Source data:
═══

PR #334, opened 2024-06-24
[Draft] Detached tasks

Buratti:
Introduces a system that allows to keep the execution environment running after submitting the response for a synchronous invocation.

### Note:

This is a draft PR, only meant to gather feedbacks. This code requires some polishing and testing.
The lines commented with `// To discuss:` require careful consideration.

### Motivation:

It is common for a Lambda function to depend on several other serverless services (SQS, APIGW WebSockets, SNS, EventBridge, X-Ray just to name a few). In many occasions, such services might perform non-critical work like sending a push notification to the user, store metrics or flush a set of spans. In these scenarios, the occurrence of a non-recoverable error usually doesn't mean that the whole invocation should fail and result in a sad 500. At the same time, awaiting for such tasks to finish gives no benefits and drastically increases the latency for the API consumers.

This PR implements a hook in the runtime which allows the developer to dispatch code that can continue its execution **after** the invocation of `/response` and before having the environment being frozen by `/next`. This is a common practice described [here](https://aws.amazon.com/blogs/compute/running-code-after-returning-a-response-from-an-aws-lambda-function/).

### Modifications:

A new class called `DetachedTaskContainer` has been added, which follows the design of `LambdaTerminator` as close as possible. A `LambdaContext` now owns an instance of `DetachedTaskContainer`, which can be used by the handler to dispatch asynchrouns non-critical work that can finish **after** the invocation of `/response` and before `/next`.

### Result:

It is now possible to return the result of a synchronous invocation (like API Gateway integration, CloudFront origin, Lambda function URL, Cognito Custom Auth, etc), as soon as it is ready, reducing the overall API latency.

```swift
func handle(_ buffer: ByteBuffer, context: LambdaContext) -> EventLoopFuture<ByteBuffer?> {
    // EventLoop API
    context.tasks.detached(name: "Example 1") { eventLoop in
        return performSomeWork(on: eventLoop).map { result in
            context.logger.info("\(result) has been provided at \(Date())")
        }
    }
    // Async API
    context.tasks.detached(name: "Example 2") {
        try await Task.sleep(for: .seconds(3))
        context.logger.info("Hello World!")
    }
    let response = encodedAPIGatewayResponse()
    return context.eventLoop.makeSucceededFuture(response)
}
```

### DIFF
--- a/Sources/AWSLambdaRuntimeCore/DetachedTasks.swift
+++ b/Sources/AWSLambdaRuntimeCore/DetachedTasks.swift
@@ -1,0 +1,169 @@
+//===----------------------------------------------------------------------===//
+//
+// This source file is part of the SwiftAWSLambdaRuntime open source project
+//
+// Copyright (c) 2022 Apple Inc. and the SwiftAWSLambdaRuntime project authors
+// Licensed under Apache License v2.0
+//
+// See LICENSE.txt for license information
+// See CONTRIBUTORS.txt for the list of SwiftAWSLambdaRuntime project authors
+//
+// SPDX-License-Identifier: Apache-2.0
+//
+//===----------------------------------------------------------------------===//
+import Foundation
+import NIOConcurrencyHelpers
+import NIOCore
+import Logging
+
+/// A container that allows tasks to finish after a synchronous invocation
+/// has produced its response.
+public final class DetachedTasksContainer {
+
+    struct Context {
+        let eventLoop: EventLoop
+        let logger: Logger
+    }
+    
+    private var context: Context
+    private var storage: Storage
+
+    init(context: Context) {
+        self.storage = Storage()
+        self.context = context
+    }
+
+    /// Adds a detached task that runs on the given event loop.
+    ///
+    /// - Parameters:
+    ///   - name: The name of the task.
+    ///   - task: The task to execute. It receives an `EventLoop` and returns an `EventLoopFuture<Void>`.
+    /// - Returns: A `RegistrationKey` for the registered task.
+    @discardableResult
+    public func detached(name: String, task: @escaping (EventLoop) -> EventLoopFuture<Void>) -> RegistrationKey {
+        let key = RegistrationKey()
+        let task = task(context.eventLoop).always { _ in
+            self.storage.remove(key)
+        }
+        self.storage.add(key: key, name: name, task: task)
+        return key
+    }
+    
+    /// Adds a detached async task.
+    ///
+    /// - Parameters:
+    ///   - name: The name of the task.
+    ///   - task: The async task to execute.
+    /// - Returns: A `RegistrationKey` for the registered task.
+    @discardableResult
+    public func detached(name: String, task: @Sendable @escaping () async throws -> Void) -> RegistrationKey {
+        let key = RegistrationKey()
+        let promise = context.eventLoop.makePromise(of: Void.self)
+        promise.completeWithTask(task)
+        let task = promise.futureResult.always { result in
+            switch result {
+            case .success:
+                break
+            case .failure(let failure):
+                self.context.logger.warning(
+                    "Execution of detached task failed with error.",
+                    metadata: [
+                        "taskName": "\(name)",
+                        "error": "\(failure)"
+                    ]
+                )
+            }
+            self.storage.remove(key)
+        }
+        self.storage.add(key: key, name: name, task: task)
+        return key
+    }
+
+    /// Informs the runtime that the specified task should not be awaited anymore.
+    ///
+    /// - Warning: This method does not actually stop the execution of the
+    ///   detached task, it only prevents the runtime from waiting for it before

═══

_Problem description:_
The entries above, copied exactly, form the whole answer.

_Response area:_
PR #334, opened 2024-06-24
[Draft] Detached tasks

Buratti:
Introduces a system that allows to keep the execution environment running after submitting the response for a synchronous invocation.

### Note:

This is a draft PR, only meant to gather feedbacks. This code requires some polishing and testing.
The lines commented with `// To discuss:` require careful consideration.

### Motivation:

It is common for a Lambda function to depend on several other serverless services (SQS, APIGW WebSockets, SNS, EventBridge, X-Ray just to name a few). In many occasions, such services might perform non-critical work like sending a push notification to the user, store metrics or flush a set of spans. In these scenarios, the occurrence of a non-recoverable error usually doesn't mean that the whole invocation should fail and result in a sad 500. At the same time, awaiting for such tasks to finish gives no benefits and drastically increases the latency for the API consumers.

This PR implements a hook in the runtime which allows the developer to dispatch code that can continue its execution **after** the invocation of `/response` and before having the environment being frozen by `/next`. This is a common practice described [here](https://aws.amazon.com/blogs/compute/running-code-after-returning-a-response-from-an-aws-lambda-function/).

### Modifications:

A new class called `DetachedTaskContainer` has been added, which follows the design of `LambdaTerminator` as close as possible. A `LambdaContext` now owns an instance of `DetachedTaskContainer`, which can be used by the handler to dispatch asynchrouns non-critical work that can finish **after** the invocation of `/response` and before `/next`.

### Result:

It is now possible to return the result of a synchronous invocation (like API Gateway integration, CloudFront origin, Lambda function URL, Cognito Custom Auth, etc), as soon as it is ready, reducing the overall API latency.

```swift
func handle(_ buffer: ByteBuffer, context: LambdaContext) -> EventLoopFuture<ByteBuffer?> {
    // EventLoop API
    context.tasks.detached(name: "Example 1") { eventLoop in
        return performSomeWork(on: eventLoop).map { result in
            context.logger.info("\(result) has been provided at \(Date())")
        }
    }
    // Async API
    context.tasks.detached(name: "Example 2") {
        try await Task.sleep(for: .seconds(3))
        context.logger.info("Hello World!")
    }
    let response = encodedAPIGatewayResponse()
    return context.eventLoop.makeSucceededFuture(response)
}
```

### DIFF
--- a/Sources/AWSLambdaRuntimeCore/DetachedTasks.swift
+++ b/Sources/AWSLambdaRuntimeCore/DetachedTasks.swift
@@ -1,0 +1,169 @@
+//===----------------------------------------------------------------------===//
+//
+// This source file is part of the SwiftAWSLambdaRuntime open source project
+//
+// Copyright (c) 2022 Apple Inc. and the SwiftAWSLambdaRuntime project authors
+// Licensed under Apache License v2.0
+//
+// See LICENSE.txt for license information
+// See CONTRIBUTORS.txt for the list of SwiftAWSLambdaRuntime project authors
+//
+// SPDX-License-Identifier: Apache-2.0
+//
+//===----------------------------------------------------------------------===//
+import Foundation
+import NIOConcurrencyHelpers
+import NIOCore
+import Logging
+
+/// A container that allows tasks to finish after a synchronous invocation
+/// has produced its response.
+public final class DetachedTasksContainer {
+
+    struct Context {
+        let eventLoop: EventLoop
+        let logger: Logger
+    }
+    
+    private var context: Context
+    private var storage: Storage
+
+    init(context: Context) {
+        self.storage = Storage()
+        self.context = context
+    }
+
+    /// Adds a detached task that runs on the given event loop.
+    ///
+    /// - Parameters:
+    ///   - name: The name of the task.
+    ///   - task: The task to execute. It receives an `EventLoop` and returns an `EventLoopFuture<Void>`.
+    /// - Returns: A `RegistrationKey` for the registered task.
+    @discardableResult
+    public func detached(name: String, task: @escaping (EventLoop) -> EventLoopFuture<Void>) -> RegistrationKey {
+        let key = RegistrationKey()
+        let task = task(context.eventLoop).always { _ in
+            self.storage.remove(key)
+        }
+        self.storage.add(key: key, name: name, task: task)
+        return key
+    }
+    
+    /// Adds a detached async task.
+    ///
+    /// - Parameters:
+    ///   - name: The name of the task.
+    ///   - task: The async task to execute.
+    /// - Returns: A `RegistrationKey` for the registered task.
+    @discardableResult
+    public func detached(name: String, task: @Sendable @escaping () async throws -> Void) -> RegistrationKey {
+        let key = RegistrationKey()
+        let promise = context.eventLoop.makePromise(of: Void.self)
+        promise.completeWithTask(task)
+        let task = promise.futureResult.always { result in
+            switch result {
+            case .success:
+                break
+            case .failure(let failure):
+                self.context.logger.warning(
+                    "Execution of detached task failed with error.",
+                    metadata: [
+                        "taskName": "\(name)",
+                        "error": "\(failure)"
+                    ]
+                )
+            }
+            self.storage.remove(key)
+        }
+        self.storage.add(key: key, name: name, task: task)
+        return key
+    }
+
+    /// Informs the runtime that the specified task should not be awaited anymore.
+    ///
+    /// - Warning: This method does not actually stop the execution of the
+    ///   detached task, it only prevents the runtime from waiting for it before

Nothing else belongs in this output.